Witam,
Z Adoramą miałem wątpliwą przyjemność.
Zamówiłem u nich dwa aparaty i 6 obiektywów, wszystko na kwotę powyżej 10 tys. USD. Dostałem zaraz zwrotną informację, że ceny na stronie "nie do końca" są aktualne i następujące pozycje uległy zmianie: - i tutaj 3 przedmioty z powyższych miały podniesioną cenę o łączną kwotę około 1000 USD. W dodatku pomimo informacji na stronie o dostępności niektórych elementów zamówienia poinformowano mnie, że obecnie niestety jednej z nich teraz nie dostanę.

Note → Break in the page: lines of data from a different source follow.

Issue #395, opened 2023-01-02
Binding error compatabilty issues


jain-brain:
I am receiving the following error. I have searched the internet everywhere for the solution. Can you please tell me how to resolve this? Is this due to incompatibility of versions of the library?

`/lib/python3.9/site-packages/qtpy/__init__.py:267: RuntimeWarning: Selected binding "pyside6" could not be found, using "pyqt5"
  warnings.warn('Selected binding "{}" could not be found, '
`

CAM-Gerlach:
From the minimal information provided above, this itself is just a warning, rather than an error, indicating that QtPy could not find an installed Qt binding (PyQt or PySide) in your current environment. The simple solution is to simply install one (PyQt5 or 6, or PySide2 or 6) using whatever package manager (pip, conda or OS) you are already using for your Python environment (virtualenv, conda env, etc).

Beyond that, we'll need a lot more information to be able to provide more specific advice. In particular:

* What are you trying to do?
* What application are you trying to use QtPy with?
* In what circumstances does the warning appear?
* What other behavior/errors are you seeing?
* What operating system version and versions of Python, Qt, PyQt/PySide, and QtPy are you using?
* How did you install Python (Python.org, WinPython, Anaconda, distro, etc) and QtPy (Anaconda defaults? Conda-Forge? pip (conda env)? pip (virtualenv)? GitHub clone? Distro package manager?)
 
Also, please paste the full commands and output you are attempting inside a code block, i.e.

~~~markdown
```
<Paste full commands and output here>
```
~~~

And also paste the full `conda list` (if using a `conda` based Python distribution) or `pip list` (otherwise) output in the same:

~~~markdown
```
<Paste full pip/conda list output>
```
~~~

Thanks!

dalthviz:
Could it be worthy to add some descriptions to the README regarding possible warnings that QtPy can show @CAM-Gerlach ?

CAM-Gerlach:
It would probably be worth fully documenting the error and warning hierarchy defined in `__init__`, yeah, at least at some point. However, at least in terms of end user interpretation (as appears to be the case here), the messages themselves should be clear and easy enough to understand on their own first and foremost—and right now, there's only one general warning defined, with a rather inaccurate/outdated docstring, and it isn't even used here (instead, a generic `RuntimeWarning` is used).

To clean up the warning class, message and docstring while remaining fully backwards compatible, I've opened PR #398

dalthviz:
[...]

PR #398, opened 2023-01-14
PR: Make warning usage consistant and refine messages

CAM-Gerlach:
Currently, as noted in issue #395 , a generic `RuntimeWarning` is emitted when falling back to a non-selected binding, instead of QtPy's own `PythonQtWarning` subclass. Furthermore, the text could perhaps be clarified a bit. I also noticed a few other issues when making this changed, which I fixed.

Therefore, this PR:

* Emits a `PythonQtWarning` instead of a generic `RuntimeWarning` when falling back to an unselected binding, consistent with the other warnings and errors that use QtPy-specific subclasses
* Has `PythonQtWarning` inherit from `RuntimeWarning` instead of a generic `Warning` , to be consistent with all the other errors and warnings and with what `RuntimeWarning` is meant for, and ensure the previous replacement is fully backwards compatible
* Tweaks the message text of the former warning to be clearer and more grammatically correct
* Fixes the outdated and incorrect docstrings of `PythonQtWarning` and `PythonQtError`
* Updates both warning usages to modern code formatting, f-strings and to use `!r` instead of hardcoded quotes

### DIFF
--- a/qtpy/__init__.py
+++ b/qtpy/__init__.py
@@ -65,11 +65,11 @@ __version__ = '2.4.0.dev0'
 
 
 class PythonQtError(RuntimeError):
-    """Error raised if no bindings could be selected."""
+    """Generic error superclass for QtPy."""
 
 
-class PythonQtWarning(Warning):
-    """Warning if some features are not implemented in a binding."""
+class PythonQtWarning(RuntimeWarning):
+    """Warning class for QtPy."""
 
 
 class PythonQtValueError(ValueError):
@@ -79,7 +79,7 @@ class PythonQtValueError(ValueError):
 class QtBindingsNotFoundError(PythonQtError):
     """Error raised if no bindings could be selected."""
     _msg = 'No Qt bindings could be found'
-    
+
     def __init__(self):
         super().__init__(self._msg)
 
@@ -106,7 +106,7 @@ class QtModuleNotInOSError(QtModuleNotFoundError):
 class QtModuleNotInQtVersionError(QtModuleNotFoundError):
     """Raised when a module is not implemented in the current Qt version."""
     _msg = '{name} does not exist in {version}.'
-    
+
     def __init__(self, *, name, msg=None, **msg_kwargs):
         global QT5, QT6
         version = 'Qt5' if QT5 else 'Qt6'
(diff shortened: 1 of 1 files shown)


CAM-Gerlach:
(Oops, fell asleep before I went back and hit the ready for review button)

qtpy/__init__.py
```diff
@@ -264,8 +264,11 @@ def __init__(self, *, missing_package=None, **superclass_kwargs):
 # If a correct API name is passed to QT_API and it could not be found,
 # switches to another and informs through the warning
 if API != initial_api and binding_specified:
-    warnings.warn('Selected binding "{}" could not be found, '
-                  'using "{}"'.format(initial_api, API), RuntimeWarning)
+    warnings.warn(
+        f'Selected binding {initial_api!r} could not be found; '
+        f'falling back to {API!r}',
+        PythonQtWarning,
+        )
```
ccordoba12, line 271:
```suggestion
    )
```

qtpy/__init__.py
```diff
@@ -282,10 +285,10 @@ def __init__(self, *, missing_package=None, **superclass_kwargs):
...
     """Warn if using a Qt or binding version no longer supported by QtPy."""
     warning_message = (
-        "{name} version {old_version} is not supported by QtPy. "
-        "To ensure your application works correctly with QtPy, "
-        "please upgrade to {name} {min_version} or later.".format(
-            name=name, old_version=old_version, min_version=min_version))
+        f'{name} version {old_version} is not supported by QtPy. '
+        'To ensure your application works correctly with QtPy, '
+        f'please upgrade to {name} {min_version} or later.'
+        )
```
ccordoba12, line 291:
```suggestion
    )
```

ccordoba12 (commented):
Two small suggestions for you @CAM-Gerlach, otherwise looks good to me.

qtpy/__init__.py
CAM-Gerlach: Rebased in; I was just using the Spyder default style rather than this Black style since we were going to run Black anyway and I thought other code here used it, but sure :+1:

ccordoba12 (approved):
Looks good to me now, thanks @CAM-Gerlach!

dalthviz (approved):
Thanks @CAM-Gerlach !

dalthviz:
Also @CAM-Gerlach should this close #395 ?

CAM-Gerlach:
It may help with it some, but it isn't clear that it would resolve the actual issue the user experienced, since from the very limited information provided it is not at all clear what that actually is. I suggest we wait at least a couple weeks to see if they respond. Also, you mentioned documenting the error/warning hierarchy somewhere, which is a good idea to do at some point.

Podziękowałem więc za Adoramę i poczłapałem do B&H. Sklep niedaleko głównego budynku poczty. Jak się wysiada z pociągu przy Madison, wystarczy skręcić w lewo i chyba druga przecznica - po prawej stronie jest B&H. Sklep świetnie zorganizowany i bardzo oblegany. Oczywiście żydowski, zresztą jak każdy inny większy na Manhatanie(jest to o tyle cenna informacja, że np. święto paschy może mocno pokrzyżować plany - Żydzi w te dni NIE PRACUJĄ i kropka).

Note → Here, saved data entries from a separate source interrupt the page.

PR #400, opened 2023-02-01
Remove PySide2 from APIs on Python 3.11+

StSav012:
As far as I can judge from the [`PySide*` chat message](https://t.me/qtforpython/19724) by Florian Bruhin, PySide2 is not going to run on Python 3.11+. Currently, it crashes Python. To avoid further issues, I suggest removing it from the APIs for Python 3.11 and up.

### DIFF
--- a/qtpy/__init__.py
+++ b/qtpy/__init__.py
@@ -157,6 +157,8 @@ binding_specified = QT_API in os.environ
 
 API_NAMES = {'pyqt5': 'PyQt5', 'pyside2': 'PySide2',
              'pyqt6': 'PyQt6', 'pyside6': 'PySide6'}
+if sys.version_info >= (3, 11):
+    API_NAMES.pop('pyside2')  # PySide2 does not support Python 3.11 and newer
 API = os.environ.get(QT_API, 'pyqt5').lower()
 initial_api = API
 if API not in API_NAMES:
--- a/qtpy/tests/test_cli.py
+++ b/qtpy/tests/test_cli.py
@@ -44,34 +44,37 @@ def test_cli_mypy_args():
     )
 
     if qtpy.PYQT5:
-        expected = ' '.join([
+        expected = [
             '--always-true=PYQT5',
             '--always-false=PYSIDE2',
             '--always-false=PYQT6',
             '--always-false=PYSIDE6',
-        ])
+        ]
     elif qtpy.PYSIDE2:
-        expected = ' '.join([
+        expected = [
             '--always-false=PYQT5',
             '--always-true=PYSIDE2',
             '--always-false=PYQT6',
             '--always-false=PYSIDE6',
-        ])
+        ]
     elif qtpy.PYQT6:
-        expected = ' '.join([
+        expected = [
             '--always-false=PYQT5',
             '--always-false=PYSIDE2',
             '--always-true=PYQT6',
             '--always-false=PYSIDE6',
-        ])
+        ]
     elif qtpy.PYSIDE6:
-        expected = ' '.join([
+        expected = [
             '--always-false=PYQT5',
             '--always-false=PYSIDE2',
             '--always-false=PYQT6',
             '--always-true=PYSIDE6',
-        ])
+        ]
     else:
         assert False, 'No valid API to test'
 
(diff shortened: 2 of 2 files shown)


dalthviz:
Hi @StSav012 thank you checking this! Although I'm a little bit confused, it is possible to install PySide2 with pip on Python 3.11? I think you can't since there are no compatible wheels available, right?

image

Also, seems like you can install PySide2 5.15.8 with conda (conda-forge) and after testing locally seems like it works with Python 3.11 🤔  

image

Also, just in case, what do you think about this @CAM-Gerlach @ccordoba12 ?

StSav012:
I'm actually surprised. First, in the tests, there is Python 3.10.8 (see conda info) despite the tests are titled Python 3.11. Then, by the fact that the developers are unaware of `PySide2` coming with `conda`. I'd check `sys.version_info` in the `conda` environment.

As a side note, how old Python, PySide2, and PyQt5 do you support? In the code, I see some lines about PyQt5 5.9 and 5.12, and I can PR patches for PyQt5 5.6 if someone needs them.

dalthviz:
> I'm actually surprised. First, in the tests, there is Python 3.10.8 (see conda info) despite the tests are titled Python 3.11.

You are totally right! The CI is not installing Python 3.11 in the test env, we need to fix that :+1:

> As a side note, how old Python, PySide2, and PyQt5 do you support?

PySide2 5.12 and PyQt5 5.9. For the validations those version are defined here: https://github.com/spyder-ide/qtpy/blob/aa3fe4bff4d629f93b2e74bbf6550a6793150431/qtpy/__init__.py#L146-L149

> I can use PySide2 on Python 3.11 almost right, except for a crash when an app quits. So, for the end user, there is a mere difference.

Oh then I think we should create an issue in the PySide2 feedstock repo: https://github.com/conda-forge/pyside2-feedstock

ccordoba12:
> Also, just in case, what do you think about this @CAM-Gerlach @ccordoba12 ?

If PySide2 is working fine with Python 3.11 with Conda-forge packages, then we certainly don't need to do this.

> Then, by the fact that the developers are unaware of PySide2 coming with conda

That's no surprise for us because there's an important disconnect between developers outside of the Scientific Python ecosystem and those inside it.

CAM-Gerlach:
Right now, we actually aren't testing PySide2 on Python 3.11 on Conda, as I hadn't gotten it to work in PR #392 , but [I tested it just now](https://github.com/CAM-Gerlach/qtpy/actions/runs/4070567890/jobs/7011545685) and it works just fine, so I suspect that was a result of #397 . I've opened PR #401 to unskip it.

In addition, if we did want to do it, this wouldn't be the way to go about it. This PR removes it from the lookup table of API names, which ensures that a somewhat ambiguous error message will be immediately presented if the user manually specifies it with the `QT_API` environment variable, and the MyPy CLI output will not include it (as it should, given the global variable is still defined and used), but otherwise it will still be searched for and attempted to be used regardless, potentially triggering the hard crash, rather than falling back to another usable API, which would be the most potentially useful part of this.

> Although I'm a little bit confused, it is possible to install PySide2 with pip on Python 3.11? I think you can't since there are no compatible wheels available, right?

Yeah, there are no wheels past 3.10, and no sidsts at all, so the only way a user would install it would be either through conda (which works) or through manually building their own source checkout (which they could patch to fix). Therefore, it's not clear to me there's any user benefit to restricting it.

> I think the Python 3.10.8 info you see on the CI is from the initial conda installation that is created when setting up conda with the `setup-miniconda` action (which runs before the [`test.sh` script](https://github.com/spyder-ide/qtpy/blob/master/.github/workflows/test.sh?rgh-link-date=2023-02-01T21%3A10%3A19Z))

Yup, that's right.

StSav012:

Ze swojej strony - B&H - polecam gorąco. Sprawili się bardzo dobrze, choć mają umowę chyba z najgorszą firmą kurierską - UPS. Ale to inna historia.

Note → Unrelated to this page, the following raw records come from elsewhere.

PR #401, opened 2023-02-02
PR: Unskip PySide2 5.15 on Python 3.11 with Conda on CIs

CAM-Gerlach:
As discussed on #400 and a followup to PR #392, unskip PySide2 on Python 3.11, because it works just fine now (at least after #397).


ccordoba12 (approved):
Thanks @CAM-Gerlach!

dalthviz (approved):
Thanks @CAM-Gerlach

Aha - jeszcze jedno - jeśli ktoś z Was robi większe zakupy - proponuję w miarę możliwości NIE ODBIERAĆ zakupów w Nowym Jorku. W przeciwnym razie do podanych cen należy doliczyć 8% sales taxu. Przy moich zakupach ten procent zrobił się już konkretną sumą, więc bardziej mi się opłacało poprosić o przesyłkę do innego stanu.